Fausto Rabitti

IR
3papers
59citations
Novelty62%
AI Score26

3 Papers

IRJul 26, 2017
High-Dimensional Simplexes for Supermetric Search

Richard Connor, Lucia Vadicamo, Fausto Rabitti

In 1953, Blumenthal showed that every semi-metric space that is isometrically embeddable in a Hilbert space has the n-point property; we have previously called such spaces supermetric spaces. Although this is a strictly stronger property than triangle inequality, it is nonetheless closely related and many useful metric spaces possess it. These include Euclidean, Cosine and Jensen-Shannon spaces of any dimension. A simple corollary of the n-point property is that, for any (n+1) objects sampled from the space, there exists an n-dimensional simplex in Euclidean space whose edge lengths correspond to the distances among the objects. We show how the construction of such simplexes in higher dimensions can be used to give arbitrarily tight lower and upper bounds on distances within the original space. This allows the construction of an n-dimensional Euclidean space, from which lower and upper bounds of the original space can be calculated, and which is itself an indexable space with the n-point property. For similarity search, the engineering tradeoffs are good: we show significant reductions in data size and metric cost with little loss of accuracy, leading to a significant overall improvement in search performance.

IRJul 26, 2017
Supermetric Search

Richard Connor, Lucia Vadicamo, Franco Alberto Cardillo et al.

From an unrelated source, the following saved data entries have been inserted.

PR #83, opened 2023-04-14
Add support/tests for None-value channels

sahas-subramanian-frequenz:


src/frequenz/channels/_anycast.py
```diff
@@ -158,14 +159,18 @@ class Receiver(BaseReceiver[T]):
     method.
     """
 
+    @dataclass
+    class _Value(Generic[U]):
+        value: U
```
leandro-lucarella-frequenz: Maybe add a comment about why this wrapper is needed? I guess it is because `_next` being `None` has a special meaning, right? Another option would be to have a flag `_has_next`, but I'm good with this if the reason is more obvious.

sahas-subramanian-frequenz: This could be done with a sentinel,  but I was too lazy to look up the syntax.  Let me do that now.

sahas-subramanian-frequenz: I've added a fixup commit that switches to use of a sentinel.

src/frequenz/channels/_anycast.py
```diff
@@ -151,6 +151,16 @@ async def send(self, msg: T) -> None:
...
 
 
+class _Sentinel:
+    """A sentinel value to indicate that a value has not been set."""
+
+    def __repr__(self) -> str:
+        return "_Sentinel"
+
+    def __bool__(self) -> bool:
+        return False
```
leandro-lucarella-frequenz: Nitpicking here, but why are `__repr__` and `__bool__` needed here? Also I would call it `_Empty`, `_Absent` or something like that. It makes more obvious what is it for and `assert self._next is not _Empty` reads more easily than `assert self._next is not _Sentinel`.

leandro-lucarella-frequenz (dismissed):
Just a few final minor suggestions.

src/frequenz/channels/_anycast.py
sahas-subramanian-frequenz: `__repr__` is so that if someone tries to print it,  it doesn't say `<class something something>`,  but maybe not necessary here because it is not a general purpose empty sentinel.

`__bool__` is so we can treat it like None:

``` python
vv = _Empty()
if not vv:
   print("vv is empty")
```

I've renamed it to `_Empty`

leandro-lucarella-frequenz: But the problem with `bool` is that you first should make sure it is an `_Empty` instance, otherwise it could be a user sending a `False`, `None`, or anything that also supports `__bool__` as a valid message, so I'm not convinced is a good idea to even support it.

leandro-lucarella-frequenz (dismissed):
The only pending discussion is super minor so approving anyway in case you want to merge as is.

src/frequenz/channels/_anycast.py
sahas-subramanian-frequenz: `if not vv:` allows users to check for all False cases together,  for example for `list[int] | None | _Empty`.  Else they'll have to do: `if vv is not _Empty and vv is not None and len(vv) == 0:`

If they just want to check if it is empty,  they'd do `if vv is _Empty`,  just like `if vv is None`, etc if they just want to do those checks.

sahas-subramanian-frequenz: This is the Python way,  i.e like so many other Python idioms,  this is also unsafe and error-prone, and allows users to shoot themselves in the foot.

Okay,  I guess you're right.  I'll remove it then. :-)

sahas-subramanian-frequenz: done.

leandro-lucarella-frequenz (approved):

Metric search is concerned with the efficient evaluation of queries in metric spaces. In general,a large space of objects is arranged in such a way that, when a further object is presented as a query, those objects most similar to the query can be efficiently found. Most mechanisms rely upon the triangle inequality property of the metric governing the space. The triangle inequality property is equivalent to a finite embedding property, which states that any three points of the space can be isometrically embedded in two-dimensional Euclidean space. In this paper, we examine a class of semimetric space which is finitely four-embeddable in three-dimensional Euclidean space. In mathematics this property has been extensively studied and is generally known as the four-point property. All spaces with the four-point property are metric spaces, but they also have some stronger geometric guarantees. We coin the term supermetric space as, in terms of metric search, they are significantly more tractable. Supermetric spaces include all those governed by Euclidean, Cosine, Jensen-Shannon and Triangular distances, and are thus commonly used within many domains. In previous work we have given a generic mathematical basis for the supermetric property and shown how it can improve indexing performance for a given exact search structure. Here we present a full investigation into its use within a variety of different hyperplane partition indexing structures, and go on to show some more of its flexibility by examining a search structure whose partition and exclusion conditions are tailored, at each node, to suit the individual reference points and data set present there. Among the results given, we show a new best performance for exact search using a well-known benchmark.

IRApr 28, 2016
Hilbert Exclusion: Improved Metric Search through Finite Isometric Embeddings

Richard Connor, Franco Alberto Cardillo, Lucia Vadicamo et al.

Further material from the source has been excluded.